*Brief*. Take the data below and copy exactly the lines starting at the one with "contains interesting features." and finishing at the one with "Depends on #204 , closing for now.", both included.

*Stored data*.
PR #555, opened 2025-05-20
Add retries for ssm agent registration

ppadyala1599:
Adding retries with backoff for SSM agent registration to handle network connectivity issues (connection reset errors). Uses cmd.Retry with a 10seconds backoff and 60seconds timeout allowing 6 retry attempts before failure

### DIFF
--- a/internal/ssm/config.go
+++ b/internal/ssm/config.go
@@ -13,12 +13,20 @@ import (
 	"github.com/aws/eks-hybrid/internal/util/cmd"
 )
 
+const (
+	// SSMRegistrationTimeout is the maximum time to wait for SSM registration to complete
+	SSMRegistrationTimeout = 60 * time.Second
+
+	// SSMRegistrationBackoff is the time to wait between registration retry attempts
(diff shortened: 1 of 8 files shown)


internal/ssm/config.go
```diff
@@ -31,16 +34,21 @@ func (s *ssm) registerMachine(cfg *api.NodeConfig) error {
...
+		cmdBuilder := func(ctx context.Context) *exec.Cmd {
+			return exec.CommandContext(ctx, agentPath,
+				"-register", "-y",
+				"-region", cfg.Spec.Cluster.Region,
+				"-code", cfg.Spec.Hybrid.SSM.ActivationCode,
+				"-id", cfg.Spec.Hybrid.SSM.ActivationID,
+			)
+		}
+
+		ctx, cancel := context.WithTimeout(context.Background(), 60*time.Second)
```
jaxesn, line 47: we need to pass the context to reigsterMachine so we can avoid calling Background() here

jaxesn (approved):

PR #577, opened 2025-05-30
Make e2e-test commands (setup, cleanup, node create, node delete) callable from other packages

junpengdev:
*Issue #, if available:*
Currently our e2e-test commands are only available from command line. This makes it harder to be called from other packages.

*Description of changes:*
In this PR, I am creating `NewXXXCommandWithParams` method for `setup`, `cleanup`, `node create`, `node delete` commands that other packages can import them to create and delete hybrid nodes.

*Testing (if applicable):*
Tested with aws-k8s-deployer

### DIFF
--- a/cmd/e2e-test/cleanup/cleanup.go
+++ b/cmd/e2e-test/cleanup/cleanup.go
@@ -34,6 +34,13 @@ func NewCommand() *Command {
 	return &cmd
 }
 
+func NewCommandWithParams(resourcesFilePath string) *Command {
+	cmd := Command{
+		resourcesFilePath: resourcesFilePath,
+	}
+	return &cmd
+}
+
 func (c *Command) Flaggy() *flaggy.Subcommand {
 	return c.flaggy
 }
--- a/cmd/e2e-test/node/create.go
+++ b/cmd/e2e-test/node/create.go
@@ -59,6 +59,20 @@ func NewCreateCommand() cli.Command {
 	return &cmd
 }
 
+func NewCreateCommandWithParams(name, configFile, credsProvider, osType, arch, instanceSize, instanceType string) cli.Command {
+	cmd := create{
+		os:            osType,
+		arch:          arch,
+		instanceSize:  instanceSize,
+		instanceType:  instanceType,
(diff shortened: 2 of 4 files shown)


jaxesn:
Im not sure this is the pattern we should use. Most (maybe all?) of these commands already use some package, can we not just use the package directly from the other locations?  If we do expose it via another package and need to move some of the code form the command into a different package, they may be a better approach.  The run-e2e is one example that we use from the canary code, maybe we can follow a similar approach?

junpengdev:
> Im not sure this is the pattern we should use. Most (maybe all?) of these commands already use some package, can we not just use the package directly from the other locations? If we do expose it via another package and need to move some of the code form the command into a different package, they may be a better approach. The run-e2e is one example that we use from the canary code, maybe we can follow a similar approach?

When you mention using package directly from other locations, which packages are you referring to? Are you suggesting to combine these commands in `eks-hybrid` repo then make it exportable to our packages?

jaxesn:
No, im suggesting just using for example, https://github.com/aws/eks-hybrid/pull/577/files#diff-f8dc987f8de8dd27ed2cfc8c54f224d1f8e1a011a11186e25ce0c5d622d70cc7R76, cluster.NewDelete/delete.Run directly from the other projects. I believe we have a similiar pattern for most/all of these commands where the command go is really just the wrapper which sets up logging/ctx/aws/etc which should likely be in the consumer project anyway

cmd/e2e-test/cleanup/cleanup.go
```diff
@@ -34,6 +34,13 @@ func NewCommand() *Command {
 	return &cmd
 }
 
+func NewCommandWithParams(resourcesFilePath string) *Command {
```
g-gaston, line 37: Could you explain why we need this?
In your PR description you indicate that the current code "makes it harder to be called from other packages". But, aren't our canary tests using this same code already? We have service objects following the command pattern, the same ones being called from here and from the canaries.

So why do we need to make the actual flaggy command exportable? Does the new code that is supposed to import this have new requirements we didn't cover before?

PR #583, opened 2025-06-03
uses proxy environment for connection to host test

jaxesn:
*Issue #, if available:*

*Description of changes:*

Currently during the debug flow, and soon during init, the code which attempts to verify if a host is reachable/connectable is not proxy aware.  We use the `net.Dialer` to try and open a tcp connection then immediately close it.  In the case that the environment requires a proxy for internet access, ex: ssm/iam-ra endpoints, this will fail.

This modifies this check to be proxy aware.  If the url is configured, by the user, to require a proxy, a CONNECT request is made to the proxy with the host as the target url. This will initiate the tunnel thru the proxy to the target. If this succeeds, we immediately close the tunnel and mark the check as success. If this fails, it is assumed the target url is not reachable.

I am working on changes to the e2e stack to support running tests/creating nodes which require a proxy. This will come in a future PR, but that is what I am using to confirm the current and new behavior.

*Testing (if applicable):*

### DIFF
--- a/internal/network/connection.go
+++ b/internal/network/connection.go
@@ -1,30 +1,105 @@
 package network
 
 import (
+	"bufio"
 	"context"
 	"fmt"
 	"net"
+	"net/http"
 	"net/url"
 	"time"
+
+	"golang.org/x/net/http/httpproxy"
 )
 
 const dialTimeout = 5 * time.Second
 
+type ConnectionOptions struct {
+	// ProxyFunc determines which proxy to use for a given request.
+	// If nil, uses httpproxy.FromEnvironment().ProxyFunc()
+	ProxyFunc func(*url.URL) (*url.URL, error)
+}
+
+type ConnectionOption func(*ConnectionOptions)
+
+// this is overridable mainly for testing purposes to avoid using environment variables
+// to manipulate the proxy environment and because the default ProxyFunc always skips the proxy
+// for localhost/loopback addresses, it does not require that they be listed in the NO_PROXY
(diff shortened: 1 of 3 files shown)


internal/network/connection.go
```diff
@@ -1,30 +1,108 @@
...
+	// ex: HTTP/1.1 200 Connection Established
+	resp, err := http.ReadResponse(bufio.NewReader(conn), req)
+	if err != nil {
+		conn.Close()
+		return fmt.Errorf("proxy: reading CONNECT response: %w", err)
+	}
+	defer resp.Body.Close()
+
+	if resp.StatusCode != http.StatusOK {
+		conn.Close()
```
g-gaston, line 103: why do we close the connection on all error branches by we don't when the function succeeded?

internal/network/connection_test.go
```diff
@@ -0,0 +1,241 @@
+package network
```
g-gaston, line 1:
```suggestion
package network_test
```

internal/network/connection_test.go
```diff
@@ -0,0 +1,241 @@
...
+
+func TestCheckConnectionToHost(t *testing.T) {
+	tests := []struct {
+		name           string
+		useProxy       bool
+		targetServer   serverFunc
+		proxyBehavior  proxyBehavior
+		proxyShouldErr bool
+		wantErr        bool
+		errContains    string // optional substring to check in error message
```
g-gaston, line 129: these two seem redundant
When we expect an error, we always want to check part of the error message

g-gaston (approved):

* * *

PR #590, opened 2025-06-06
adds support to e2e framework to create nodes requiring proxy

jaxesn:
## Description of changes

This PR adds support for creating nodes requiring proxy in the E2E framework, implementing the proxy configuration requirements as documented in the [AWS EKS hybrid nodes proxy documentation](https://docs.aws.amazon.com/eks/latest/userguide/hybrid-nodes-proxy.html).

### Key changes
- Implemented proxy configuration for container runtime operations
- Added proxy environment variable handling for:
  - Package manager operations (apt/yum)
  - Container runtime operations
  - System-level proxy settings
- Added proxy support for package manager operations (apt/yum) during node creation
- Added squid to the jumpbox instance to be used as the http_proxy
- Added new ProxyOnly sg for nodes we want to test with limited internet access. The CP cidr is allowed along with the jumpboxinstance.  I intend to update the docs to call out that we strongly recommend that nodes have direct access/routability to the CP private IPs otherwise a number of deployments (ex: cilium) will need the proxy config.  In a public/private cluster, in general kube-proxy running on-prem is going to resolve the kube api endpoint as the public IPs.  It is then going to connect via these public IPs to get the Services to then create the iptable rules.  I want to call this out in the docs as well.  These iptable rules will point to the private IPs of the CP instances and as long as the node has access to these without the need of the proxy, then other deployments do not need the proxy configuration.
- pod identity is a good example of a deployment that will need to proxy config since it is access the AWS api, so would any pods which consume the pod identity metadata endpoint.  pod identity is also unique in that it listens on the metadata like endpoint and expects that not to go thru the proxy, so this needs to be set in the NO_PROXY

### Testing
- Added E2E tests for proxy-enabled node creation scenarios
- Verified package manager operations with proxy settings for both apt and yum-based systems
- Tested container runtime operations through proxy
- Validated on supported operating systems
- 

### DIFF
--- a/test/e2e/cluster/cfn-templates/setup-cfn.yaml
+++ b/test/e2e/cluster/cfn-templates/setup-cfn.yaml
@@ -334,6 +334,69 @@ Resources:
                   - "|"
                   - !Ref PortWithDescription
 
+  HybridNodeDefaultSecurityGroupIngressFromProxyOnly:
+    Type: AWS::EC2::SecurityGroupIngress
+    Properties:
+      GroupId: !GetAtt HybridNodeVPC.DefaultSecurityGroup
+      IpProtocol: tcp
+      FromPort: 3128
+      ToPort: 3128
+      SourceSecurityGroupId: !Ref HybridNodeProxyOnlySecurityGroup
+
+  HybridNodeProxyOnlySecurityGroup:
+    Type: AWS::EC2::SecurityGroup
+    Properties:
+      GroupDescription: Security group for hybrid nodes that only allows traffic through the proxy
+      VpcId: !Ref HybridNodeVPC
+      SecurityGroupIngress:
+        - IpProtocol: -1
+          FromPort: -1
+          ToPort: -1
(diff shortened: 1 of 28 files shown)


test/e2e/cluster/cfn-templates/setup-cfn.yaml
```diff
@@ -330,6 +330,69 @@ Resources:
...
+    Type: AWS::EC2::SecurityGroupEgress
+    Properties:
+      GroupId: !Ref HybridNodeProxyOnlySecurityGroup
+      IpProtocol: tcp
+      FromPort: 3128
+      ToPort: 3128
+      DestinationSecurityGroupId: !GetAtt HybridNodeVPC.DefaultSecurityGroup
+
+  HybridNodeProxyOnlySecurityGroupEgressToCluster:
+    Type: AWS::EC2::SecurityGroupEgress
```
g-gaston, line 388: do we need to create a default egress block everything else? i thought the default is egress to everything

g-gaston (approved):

--

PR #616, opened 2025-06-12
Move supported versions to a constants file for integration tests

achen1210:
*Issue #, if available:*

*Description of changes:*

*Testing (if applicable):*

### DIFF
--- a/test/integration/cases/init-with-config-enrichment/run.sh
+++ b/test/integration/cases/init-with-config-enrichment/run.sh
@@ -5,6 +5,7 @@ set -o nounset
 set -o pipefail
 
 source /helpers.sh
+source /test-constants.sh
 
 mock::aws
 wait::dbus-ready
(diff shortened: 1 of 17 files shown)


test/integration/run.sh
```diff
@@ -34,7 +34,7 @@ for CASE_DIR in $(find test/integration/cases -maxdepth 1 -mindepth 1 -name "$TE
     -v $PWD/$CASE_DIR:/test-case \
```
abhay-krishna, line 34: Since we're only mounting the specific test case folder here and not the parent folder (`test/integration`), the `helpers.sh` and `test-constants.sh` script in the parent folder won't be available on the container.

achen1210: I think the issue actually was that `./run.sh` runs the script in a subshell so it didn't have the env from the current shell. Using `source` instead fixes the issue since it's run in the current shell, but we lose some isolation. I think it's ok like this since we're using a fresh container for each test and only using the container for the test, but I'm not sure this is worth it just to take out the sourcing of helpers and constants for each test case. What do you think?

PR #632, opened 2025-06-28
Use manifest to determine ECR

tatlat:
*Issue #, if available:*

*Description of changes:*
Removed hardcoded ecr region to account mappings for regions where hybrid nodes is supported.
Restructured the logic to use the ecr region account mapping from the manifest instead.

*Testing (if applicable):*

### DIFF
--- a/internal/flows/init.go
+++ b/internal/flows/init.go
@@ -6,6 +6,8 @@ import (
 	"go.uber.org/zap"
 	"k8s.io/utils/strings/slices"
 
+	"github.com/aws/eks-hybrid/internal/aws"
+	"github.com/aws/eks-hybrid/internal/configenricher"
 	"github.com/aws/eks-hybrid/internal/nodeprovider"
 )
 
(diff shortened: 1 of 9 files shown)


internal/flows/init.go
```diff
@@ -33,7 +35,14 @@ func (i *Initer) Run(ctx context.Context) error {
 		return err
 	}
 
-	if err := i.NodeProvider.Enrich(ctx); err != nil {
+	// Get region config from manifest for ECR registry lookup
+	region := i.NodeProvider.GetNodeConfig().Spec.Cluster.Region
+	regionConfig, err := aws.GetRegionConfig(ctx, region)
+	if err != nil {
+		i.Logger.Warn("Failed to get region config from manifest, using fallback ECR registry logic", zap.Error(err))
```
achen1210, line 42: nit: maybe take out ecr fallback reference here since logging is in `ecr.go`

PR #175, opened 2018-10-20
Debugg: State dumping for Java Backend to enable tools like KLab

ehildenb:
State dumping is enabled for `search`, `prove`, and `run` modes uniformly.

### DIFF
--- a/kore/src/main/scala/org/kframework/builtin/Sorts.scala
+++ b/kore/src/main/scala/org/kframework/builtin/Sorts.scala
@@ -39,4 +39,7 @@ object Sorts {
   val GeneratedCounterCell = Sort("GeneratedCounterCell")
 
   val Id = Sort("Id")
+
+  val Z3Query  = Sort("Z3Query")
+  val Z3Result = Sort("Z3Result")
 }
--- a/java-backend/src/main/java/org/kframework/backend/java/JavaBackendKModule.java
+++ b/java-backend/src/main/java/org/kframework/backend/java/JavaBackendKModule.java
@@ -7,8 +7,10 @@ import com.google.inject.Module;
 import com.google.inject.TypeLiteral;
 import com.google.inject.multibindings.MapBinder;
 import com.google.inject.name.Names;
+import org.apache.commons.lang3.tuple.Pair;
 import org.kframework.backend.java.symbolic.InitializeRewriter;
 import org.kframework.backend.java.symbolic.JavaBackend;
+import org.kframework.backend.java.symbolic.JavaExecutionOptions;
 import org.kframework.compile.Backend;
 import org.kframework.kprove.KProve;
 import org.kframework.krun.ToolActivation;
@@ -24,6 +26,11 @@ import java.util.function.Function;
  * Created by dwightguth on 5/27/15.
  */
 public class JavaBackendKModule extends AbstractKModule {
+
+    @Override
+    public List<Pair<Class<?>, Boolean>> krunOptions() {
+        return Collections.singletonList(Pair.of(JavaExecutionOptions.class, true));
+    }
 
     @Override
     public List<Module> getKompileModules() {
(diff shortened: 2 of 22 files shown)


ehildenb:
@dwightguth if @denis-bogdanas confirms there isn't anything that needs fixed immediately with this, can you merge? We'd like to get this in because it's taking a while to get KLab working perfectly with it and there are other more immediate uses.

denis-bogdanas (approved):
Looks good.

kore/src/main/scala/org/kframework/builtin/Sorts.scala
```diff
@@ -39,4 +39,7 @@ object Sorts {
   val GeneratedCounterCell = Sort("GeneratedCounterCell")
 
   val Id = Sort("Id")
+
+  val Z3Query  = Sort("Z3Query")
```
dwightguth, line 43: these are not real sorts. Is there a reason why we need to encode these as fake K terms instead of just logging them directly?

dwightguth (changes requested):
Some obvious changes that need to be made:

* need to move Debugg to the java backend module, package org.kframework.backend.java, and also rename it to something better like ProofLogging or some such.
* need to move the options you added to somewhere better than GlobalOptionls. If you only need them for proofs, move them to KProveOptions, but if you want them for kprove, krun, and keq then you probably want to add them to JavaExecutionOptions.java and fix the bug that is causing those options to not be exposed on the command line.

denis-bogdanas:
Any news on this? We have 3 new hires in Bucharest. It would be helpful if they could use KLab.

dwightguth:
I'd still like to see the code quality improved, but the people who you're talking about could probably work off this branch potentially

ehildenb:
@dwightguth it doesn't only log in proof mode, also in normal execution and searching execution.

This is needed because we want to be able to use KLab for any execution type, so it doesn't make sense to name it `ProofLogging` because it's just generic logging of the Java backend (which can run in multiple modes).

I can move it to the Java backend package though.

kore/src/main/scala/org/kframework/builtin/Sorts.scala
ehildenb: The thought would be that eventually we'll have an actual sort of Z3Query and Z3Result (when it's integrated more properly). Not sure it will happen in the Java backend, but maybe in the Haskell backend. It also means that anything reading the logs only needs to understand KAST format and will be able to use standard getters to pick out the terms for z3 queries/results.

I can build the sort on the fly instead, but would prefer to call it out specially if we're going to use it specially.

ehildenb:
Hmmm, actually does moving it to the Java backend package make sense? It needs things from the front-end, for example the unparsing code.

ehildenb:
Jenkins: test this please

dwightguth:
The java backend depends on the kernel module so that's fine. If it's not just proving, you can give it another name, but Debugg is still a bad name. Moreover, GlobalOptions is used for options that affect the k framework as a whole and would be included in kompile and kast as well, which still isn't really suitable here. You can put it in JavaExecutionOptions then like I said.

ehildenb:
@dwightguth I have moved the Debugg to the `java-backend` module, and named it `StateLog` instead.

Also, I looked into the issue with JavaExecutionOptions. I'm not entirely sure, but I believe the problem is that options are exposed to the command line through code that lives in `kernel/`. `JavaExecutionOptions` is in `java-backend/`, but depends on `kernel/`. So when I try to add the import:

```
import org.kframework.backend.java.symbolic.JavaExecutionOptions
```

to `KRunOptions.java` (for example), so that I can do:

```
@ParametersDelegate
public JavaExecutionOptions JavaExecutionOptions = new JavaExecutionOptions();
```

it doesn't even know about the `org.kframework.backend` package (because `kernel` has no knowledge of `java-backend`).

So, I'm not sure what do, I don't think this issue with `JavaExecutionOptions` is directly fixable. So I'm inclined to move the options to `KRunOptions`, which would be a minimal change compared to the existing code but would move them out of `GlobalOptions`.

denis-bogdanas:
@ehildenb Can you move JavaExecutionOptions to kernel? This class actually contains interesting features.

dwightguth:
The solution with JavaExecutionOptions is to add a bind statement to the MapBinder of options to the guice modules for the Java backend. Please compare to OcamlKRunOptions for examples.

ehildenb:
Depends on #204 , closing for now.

*Response area*.
@ehildenb Can you move JavaExecutionOptions to kernel? This class actually contains interesting features.

dwightguth:
The solution with JavaExecutionOptions is to add a bind statement to the MapBinder of options to the guice modules for the Java backend. Please compare to OcamlKRunOptions for examples.

ehildenb:
Depends on #204 , closing for now.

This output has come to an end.